For the past couple of days, we’ve had some serious health issues to contend with here at Apt. 11D. It would be in bad taste to talk publicly about those issues, beyond some notices in the comment section for regulars, but let’s just say that those problems have been all consuming.

Iowa, the State of the Union, and the impeachment verdict have gotten only cursory attention from myself. When I haven’t been busy with doctors, I’ve been anesthesizing my brain with romance novels, gossip blogs, and dark chocolate. If someone like me — an over-educated news junkie — isn’t paying attention, that’s bad news. It means that nobody else is paying attention.

Part of the hubris of any blogger or political pundit or hyper-tweeter is that they feel that they can make a difference through their words, no matter how small and insignificant their blog may be. We all think we can change the world, and that’s why we do it. If I’m feeling powerless, that’s bad news. It means that the ordinary people don’t feel like they matter.

Only 172,000 people showed up to vote in Iowa, after a year of hard work and money by over a dozen candidates. And that was before the counting fiasco. How many people will bother to vote next time?

Compared to other political moments, like the Kavanaugh hearings, the impeachment hearings didn’t attract many viewers. Maybe because the outcome was obvious.
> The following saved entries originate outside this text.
PR #272, opened 2016-05-13
fix: add support for protobuf in object.put

dignifiedquire:
Ref https://github.com/ipfs/interface-ipfs-core/pull/7

### DIFF
--- a/src/api/object.js
+++ b/src/api/object.js
@@ -68,7 +68,7 @@ module.exports = (send) => {
       }
       const enc = options.enc || 'json'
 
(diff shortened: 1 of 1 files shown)


src/api/object.js
```diff
@@ -68,21 +68,24 @@ module.exports = (send) => {
       }
       const enc = options.enc || 'json'
 
-      send('object/put', enc, null, buf, (err, result) => {
+      send('object/put', null, {inputenc: enc}, buf, (err, result) => {
```
diasdavid: sweet! Thank you (we've been passing enc as just enc for ages)

PR #273, opened 2016-05-14
Fixing small issues with the new object api

dignifiedquire:


diasdavid:
oh, the result is not always a stream? Good catch :)

PR #280, opened 2016-05-22
WIP cat interface core

nginnever:
This begins the js-ipfs-api cat command using the interace-core tests shared with the js-ipfs core tests.

This needs the completition of the cat interface-core <a href="https://github.com/ipfs/interface-ipfs-core/pull/21">PR</a>

### DIFF
--- a/src/api/cat.js
+++ b/src/api/cat.js
@@ -1,7 +1,32 @@
 'use strict'
 
-const argCommand = require('../cmd-helpers').argCommand
+const bs58 = require('bs58')
+const isIPFS = require('is-ipfs')
+const promisify = require('promisify-es6')
 
 module.exports = (send) => {
-  return argCommand(send, 'cat')
+  const cat = promisify((multihash, callback) => {
+    try {
+      multihash = cleanMultihash(multihash)
+    } catch (err) {
+      return callback(err)
+    }
+    send('cat', multihash, null, null, function (err, result) {
+      if (err) {
+        return callback(err)
+      }
+      return callback(null, result)
+    })
+  })
+  return cat
+}
+
+function cleanMultihash (multihash) {
+  if (!isIPFS.multihash(multihash)) {
+    throw new Error('not valid multihash')
+  }
+  if (Buffer.isBuffer(multihash)) {
+    return bs58.encode(multihash)
+  }
+  return multihash
 }
--- a/package.json
+++ b/package.json
@@ -12,6 +12,7 @@
     "flatmap": "0.0.3",
     "glob": "^7.0.3",
     "ipfs-merkle-dag": "^0.6.0",
+    "is-ipfs": "^0.2.0",
     "multiaddr": "^2.0.0",
     "multipart-stream": "^2.0.1",
     "ndjson": "^1.4.3",
--- a/test/api/file.spec.js
+++ b/test/api/file.spec.js
@@ -1,0 +1,17 @@
+/* eslint-env mocha */
+/* globals apiClients */
+
+'use strict'
+
+const test = require('interface-ipfs-core')
+
+const common = {
+  setup: function (cb) {
+    cb(null, apiClients.a)
+  },
+  teardown: function (cb) {
+    cb()
+  }
+}
+
+test.files(common)


test/api/cat.spec.js
```diff
@@ -1,79 +1,17 @@
...
-            })
-            .on('end', () => {
-              expect(buf).to.be.equal(testfile.toString())
-              done()
-            })
-        })
-    })
-  })
-})
+test.files(common)
```
noffle: *Note to self: once I get in the `add` test PR, rename this file to `files-spec.js`, so we don't run the interface files tests twice.*

noffle:
:horse:LGTM

test/api/cat.spec.js
nginnever: thought of this as well, but calling it ```file.spec.js``` since ```files.spec.js``` is taken by the mfs tests

noffle: Wasn't there an issue somewhere about explicitly renaming that to `mfs` across js-ipfs? Having trouble finding that..

src/api/files.js
```diff
@@ -4,6 +4,7 @@ const argCommand = require('../cmd-helpers').argCommand
 
 module.exports = (send) => {
   return {
+    cat: argCommand(send, 'cat'),
```
nginnever: this is a mistake, should not be here

src/api/cat.js
```diff
@@ -1,7 +1,32 @@
...
 
-const argCommand = require('../cmd-helpers').argCommand
+const bs58 = require('bs58')
+const isIPFS = require('is-ipfs')
+const promisify = require('promisify-es6')
 
 module.exports = (send) => {
-  return argCommand(send, 'cat')
+	const cat = promisify((multihash, callback) => {
+		try {
```
dignifiedquire: I think we use spaces in JavaScript for indentation ;)

src/api/cat.js
```diff
@@ -1,7 +1,32 @@
...
+      if (err) {
+        return callback(err)
+      }
+      return callback(null, result)
+    })
+  })
+  return cat
+}
+
+function cleanMultihash (multihash) {
```
noffle: I think this is defined in `src/api/object.js` too. Could you toss it into a module in `src/`?

src/api/cat.js
```diff
@@ -1,7 +1,32 @@
...
+  if (!isIPFS.multihash(multihash)) {
+    throw new Error('not valid multihash')
+  }
+  if (Buffer.isBuffer(multihash)) {
```
noffle: Isn't input allowed to be a Buffer containing a base58-encoded multihash? If so, this would double b58-encode it.

nginnever: input is allowed to be a buffer for js-ipfs core, but the go-ipfs and js-ipfs-api could only take bs58 encoded strings of multihashes so i use this check to make sure that if a buffer multihash is supplied, then it is converted to a format everyone can use, bs58 encoded string.

It shouldn't double multihash

noffle: The linked to doc says "the raw Buffer of the multihash (or of and encoded version)". Did I misunderstand what "of the encoded version" means? It means "base58 encoded", right?

Underyling assumption: this `cat` method is supposed to satisfy interface-ipfs-core's `cat` method. Is this correct?

nginnever: >The linked to doc says "the raw Buffer of the multihash (or of and encoded version)". Did I misunderstand what "of the encoded version" means? It means "base58 encoded", right?

I don't think the raw Buffer is base58 encoded, this is borrowed from the object.get definition of a multihash input. The string mentioned after it is the base58 encoded multihash

>Underyling assumption: this cat method is supposed to satisfy interface-ipfs-core's cat method. Is this correct?

Right, this upgrade to cat will now take a buffer input so that it is interop with interface-core

noffle: Maybe I've misunderstood? In "the raw Buffer of the multihash (or of encoded version)" -- what encoding does "the raw Buffer" have vs "encoded version"?

nginnever: I've updated the <a href="https://github.com/ipfs/interface-ipfs-core/pull/21/files#diff-04c6e90faac2675aa89e2176d2eec7d8R70">readme</a> in interface-core, hopefully that simplifies the statement. A buffer is just a node.js default utf-8 buffer of a multihash, and a ```Qm...``` string is base58 encoded.

noffle: YES SO AWESOME

nginnever:
closing in favor of https://github.com/ipfs/js-ipfs-api/pull/292 where others can edit.

PR #281, opened 2016-05-24
Make ipfs.files.add return DAGNodes.

noffle:
- [x] do an object lookup to transform objects to `DAGNode`s
- [x] break out local file adding and url adding to separate methods
- [x] use + pass interface-ipfs-core tests for files.add
- [ ] `add` tests to get merged into `interface-ipfs-core` and published

NOTE: this breaks backwards compatibility for `add` and will require a major semver bump.

PR #288, opened 2016-06-05
Files add interface

diasdavid:
Builds on https://github.com/ipfs/js-ipfs-api/pull/281


src/add-to-dagnode-transform.js
```diff
@@ -0,0 +1,25 @@
...
+
+const async = require('async')
+const getDagNode = require('./get-dagnode')
+
+// transform { Hash: '...' } objects into { path: 'string', node: DAGNode }
+module.exports = function (err, res, send, done) {
+  if (err) {
+    return done(err)
+  }
+  async.map(res, function map (entry, next) {
```
dignifiedquire: please try to avoid adding async

diasdavid: roger. Due to time constraints, can we make that a issue to hit later? It would be good to explain in one paragraph (or even one line -> "async is a huge dependency, makes our browser lib fat") so that @noffle and other contribs try to avoid it in the future?

dignifiedquire: sure there is already an issue on js-ipfs for exactly that

src/add-to-dagnode-transform.js
```diff
@@ -0,0 +1,25 @@
...
+        return next(err)
+      }
+      var obj = {
+        path: entry.Name,
+        node: node
+      }
+      next(null, obj)
+    })
+  }, function (err, res) {
+    done(err, res)
```
dignifiedquire: this could have been just passed done directly

PR #291, opened 2016-06-05
feature - createAddStream

diasdavid:
- [x] fix adding empty dirs
- [x] createAddStream tests on interface-ipfs-core
- [x] createAddStream implemented

### DIFF
--- a/src/api/add-stream.js
+++ b/src/api/add-stream.js
@@ -1,0 +1,36 @@
+'use strict'
+
+const addCmd = require('./add.js')
+const Duplex = require('stream').Duplex
+const promisify = require('promisify-es6')
+
+module.exports = (send) => {
+  const add = addCmd(send)
+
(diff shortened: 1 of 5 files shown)


diasdavid:
- [ ] need to add the promisify

src/api/add-stream.js
```diff
@@ -0,0 +1,34 @@
...
+
+        res.forEach((tuple) => {
+          ds.push(tuple)
+        })
+
+        ds.push(null)
+      })
+    }
+    callback(null, ds)
+  })
```
haadcode: Are errors handled somewhere?

haadcode:
One question re. error handling, otherwise LGTM

src/api/add-stream.js
diasdavid: good catch, tahnk you. Emitted the error upstream :)

PR #292, opened 2016-06-05
Follow interface-ipfs-core for files.cat

nginnever:


noffle:
What needs to happen for this PR?

nginnever:
@noffle this needs interface-core merge https://github.com/ipfs/interface-ipfs-core/pull/21

And it should be good :D

PR #2525, opened 2026-08-28
HDPI-8701: give group-access roles Request/Manage support, the Support tab and Make an application

arun-hmcts:
### Jira link

See [HDPI-8701](https://tools.hmcts.net/jira/browse/HDPI-8701)

### Change description

Users who reach a case through group access (the org-wide `claimant`, `claimant-solicitor` and `defendant-solicitor` roles) were missing three things their per-case-role colleagues already had. This PR closes those gaps so both kinds of user get the same options on a case.

- **Request support / Manage support** – added the three group-access roles to `ExternalCaseFlagRoles`, so both events appear under Next step for them (and the flag fields they write to are accessible).
- **Support tab** – the tab that shows the requested support was only generated for `caseworker-pcs-solicitor`, citizen and defendant. Added the three group-access roles so they can see what they've requested. The per-case roles stay off it, as before.
- **Make an application (claimant)** – `claimantMakeAnApplication` was granted to `[CLAIMANTSOLICITOR]` only. Added `claimant-solicitor` and `claimant`, matching what the defendant side already does. This also unlocks the application fields for those users.

Checked by generating the CCD definition and comparing each group-access role against its per-case counterpart across events, states, fields and tabs – no differences remain on the defendant side, and on the claimant side the only remaining one is the `CLOSED` state (no claimant-side role can read a closed case today, including the legacy one), which is being raised separately.

Also bumps an e2e timeout for case file load and registers the `confirmStatusForFlag` e2e action.

### Testing done

- Unit: `RequestSupportTest`, `ManageSupportTest`, `ExternalCaseFlagAccessTest` (new role grants); `CaseTypeTest` (Support tab roles); new `ClaimantMakeAnApplicationTest` (claimant grants, no defendant grants).
- Definition: regenerated and diffed group-access vs per-case roles – 0 event / state / field gaps on both sides after the change.
- PR preview runs the `@CC` e2e suite, which includes `caseSupport.spec.ts`.

  * [ ] Yes
  * [x] No

### Checklist

### PCS checklist


lovelin-07 (approved):
LGTM

benouaer (approved):

scottstewart-sl (approved):

PR #448, opened 2017-01-17
explicitly named loaders

faisalhakim47:
to fix this issues: http://stackoverflow.com/questions/29883534/webpack-node-modules-css-index-js-didnt-return-a-function


simplesmiler:
Also https://webpack.js.org/guides/migrating/#automatic-loader-module-name-extension-removed

LinusBorg:
Hi @faisalhakim47 

Thatnks for the PR, but I will close this in favor of #457, which includes this change amongst others necessary for webpack 2.2

PR #453, opened 2017-01-20
fix open browser always

### LINKED ISSUE #425: everytime I ran npm run dev, it opens browser
I don't need `unit e2e` so I did not select them when initializing the template.
But now every time it opens browser but I just rerun `npm run dev`, that's really annoying

I think there may be some wrong logic in dev-server:

``` js
var webpackConfig = {{#if_or unit e2e}}process.env.NODE_ENV === 'testing'
  ? require('./webpack.prod.conf')
  : {{/if_or}}require('./webpack.dev.conf')
```

``` js
if (process.env.NODE_ENV !== 'testing') {
    opn(uri)
  }
```

or if there is any option like disable-opening-browser?

F-loat:
fix #425

### DIFF
--- a/template/build/dev-server.js
+++ b/template/build/dev-server.js
@@ -12,6 +12,7 @@ var webpackConfig = {{#if_or unit e2e}}process.env.NODE_ENV === 'testing'
 
 // default port where dev server listens for incoming traffic
 var port = process.env.PORT || config.dev.port
+var autoOpenBrowser = config.dev.autoOpenBrowser || true
 // Define HTTP proxies to your custom API backend
 // https://github.com/chimurai/http-proxy-middleware
 var proxyTable = config.dev.proxyTable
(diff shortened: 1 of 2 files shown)


template/build/dev-server.js
```diff
@@ -12,6 +12,7 @@ var webpackConfig = {{#if_or unit e2e}}process.env.NODE_ENV === 'testing'
 
 // default port where dev server listens for incoming traffic
 var port = process.env.PORT || config.dev.port
+var autoOpenBrowser = config.dev.autoOpenBrowser || true
```
chrisbraddock: If dev config is: `autoOpenBrowser: false` this evaluates to true

F-loat: Sorry, my mistake. I mean set default to `true`, but seems set to `false` is more concise. I will pull a new request and close this because the repository is deleted.

chrisbraddock: I went with `var autoOpenBrowser = config.dev.autoOpenBrowser === false`. Thanks for attempting to get this in. It's the first thing I toggle off. :)

F-loat: Not at all. :)

PR #461, opened 2017-01-23
Is exclude really necessary?

gurghet:
I mean, it’s hindering proper import of .vue components.

### DIFF
--- a/template/build/webpack.base.conf.js
+++ b/template/build/webpack.base.conf.js
@@ -50,8 +50,7 @@ module.exports = {
         loader: 'eslint',
         include: [
           path.join(projectRoot, 'src')
-        ],
-        exclude: /node_modules/
+        ]
       }
     ],
     {{/lint}}


msokk:
It is a common theme to blacklist `node_modules` in different loaders such as babel, eslint,etc. Otherwise webpack would have to process tons of files under `node_modules`.

Your current modification would allow eslint-loader to lint all files under node_modules.

You can use `include` to explicitly whitelist stuff.

gurghet:
> Otherwise webpack would have to process tons of files under `node_modules`.
I tried and it does not process the `node_modules`

msokk:
Sorry, I misunderstood you without the context, I didn't notice the include variable. So exclude is not needed. Hopefully that Webpack 2 PR will change this.

yyx990803:
Removed in latest webpack 2 updates. Thanks for the PR though!

PR #473, opened 2017-02-01
Adding #210: HTML linting (replacing #224)

ianwalter:
@chrisvfritz Added HTML linting as a new rule instead of including it with ESLint.


ianwalter:
Apologies, temporarily closing until I can fix an issue.

PR #479, opened 2017-02-04
fix require eslint-friendly-formatter without decision

F-loat:
Don't use eslint will be dished out the "Cannot find module" error.


kazupon:
Fixed with https://github.com/vuejs-templates/webpack/commit/0b8051f9b60270cd6883ad39f643da977d050e06

PR #484, opened 2017-02-04
Compress css file

limichange:


template/build/webpack.prod.conf.js
```diff
@@ -33,6 +34,10 @@ var webpackConfig = merge(baseWebpackConfig, {
         warnings: false
       }
     }),
+    new OptimizeCssAssetsPlugin({
+       assetNameRegExp: /\.css$/,
+       cssProcessorOptions: { discardComments: { removeAll: true } }
```
tomByrer: I *personally* believe that it is a best practice to leave in [`/*! important */` comments](https://github.com/twbs/bootstrap/blob/v4-dev/dist/css/bootstrap.css#L1) since that is typically where source name, version, copyright, & license is held:
* good for devs make it easier to find sources & versions if sourcecode isn't available
* lawyers & CEOs/CTOs need to know who owns what code of a project, especially when project ownership changes hands
* MIT & other OSS licenses tend to make it mandatory for "The above copyright notice and this permission notice shall be included in all copies or substantial portions of the Software."

So IMHO the default `{ discardComments: { removeAll: false } }` is better.  Hard to remember to flip over for lea

limichange: You are right. I will update it.

template/build/webpack.prod.conf.js
```diff
@@ -33,6 +34,9 @@ var webpackConfig = merge(baseWebpackConfig, {
         warnings: false
       }
     }),
+    new OptimizeCssAssetsPlugin({
+       assetNameRegExp: /\.css$/
```
KingMario: This is the default configuration, could be omitted.

limichange: get it.

MaxMilton:
I get better results using clean-css vs cssnano (which this plugin uses). So I would prefer if we used `clean-css-loader` or left it up to the user to do their own advanced optimisations.

limichange:
This PR isn't better, hope somebody can find better way.

PR #485, opened 2017-02-04
loader and fallbackLoader are deprecated

### LINKED ISSUE #480: loader and fallbackLoader are deprecated
Running e2e test triggers warnings:
```
fallbackLoader option has been deprecated - replace with "fallback"
loader option has been deprecated - replace with "use"
```

Warning goes away if [build/utils.js](https://github.com/vuejs-templates/webpack/blob/master/template/build/utils.js#L31) is updated replace
```js
      return ExtractTextPlugin.extract({
        loader: sourceLoader,
        fallbackLoader: 'vue-style-loader'
      })

```
with
```js
      return ExtractTextPlugin.extract({
        use: sourceLoader,
        fallback: 'vue-style-loader'
      })

```

limichange:
Fixed #480

### DIFF
--- a/template/build/utils.js
+++ b/template/build/utils.js
@@ -29,8 +29,8 @@ exports.cssLoaders = function (options) {
     // (which is the case during production build)
     if (options.extract) {
       return ExtractTextPlugin.extract({
-        loader: sourceLoader,
-        fallbackLoader: 'vue-style-loader'
+        use: sourceLoader,
+        fallback: 'vue-style-loader'
       })
     } else {
       return ['vue-style-loader', sourceLoader].join('!')
--- a/template/package.json
+++ b/template/package.json
@@ -48,7 +48,7 @@
     {{/lint}}
     "eventsource-polyfill": "^0.9.6",
     "express": "^4.14.1",
-    "extract-text-webpack-plugin": "^2.0.0-rc.2",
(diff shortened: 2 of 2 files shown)


amirrustam:
Can confirm the fix works.

limichange:
@LinusBorg Can you merge this ? many people has this problem.

alfeg:
I have to add one more change - to make webpack 2 happy
```javascript
    function generateLoaders(loaders) {
        var sourceLoader = loaders.map(function (loader) {
            var extraParamChar
            if (/\?/.test(loader)) {
                loader = loader.replace(/\?/, '-loader?')
                extraParamChar = '&'
            } else {
                loader = loader + '-loader'
                extraParamChar = '?'
            }
            return loader + (options.sourceMap ? extraParamChar + 'sourceMap' : '')
        })

        // Extract CSS when that option is specified
        // (which is the case during production build)
        if (options.extract) {
            return ExtractTextPlugin.extract({
                use: sourceLoader,
                fallback: 'vue-style-loader'
            })
        } else {
            return ['vue-style-loader', sourceLoader.join('!')].join('!')
        }
    }
```
use accept arrays, not a string. So I moved `.join('!')` down the road

limichange:
🤔 
https://github.com/webpack-contrib/extract-text-webpack-plugin#extract

kazupon:
Fixed with #490

PR #495, opened 2017-02-06
Cannot find module 'eslint-friendly-formatter'

UngererFabien:
When using the template without eslint the package is still require but not present in package.json


UngererFabien:
oops sorry it's a duplicate

PR #496, opened 2017-02-06
Fix a bug when not using JSLint

snapeuh:
Hello,

I created a webpack project with vue-cli and noticed that I had an error when running `npm run dev` :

There was no drama.

Random thought: Would John McCain have made a difference?

All this is important. We have an unhinged president who is running our country like he’s at the wheel of the white SUV with OJ Simpson along an LA highway. He’s reckless, stupid, and selfish. He doesn’t obey the unwritten laws that have kept politicians in check in our country for two centuries, never mind the written laws. I fear that our nation will never recover.

The worst tragedy is what happens when people stop paying attention. When people like me get caught up in our personal lives — no matter how serious and real — and don’t turn on the television, stop tweeting, stop writing, then that’s when democracy dies. Yes, the world keeps spinning. Yes, our problems are real. But those problems will only get worse, if our political system goes to hell and stops doing the little that it already does for our most vulnerable.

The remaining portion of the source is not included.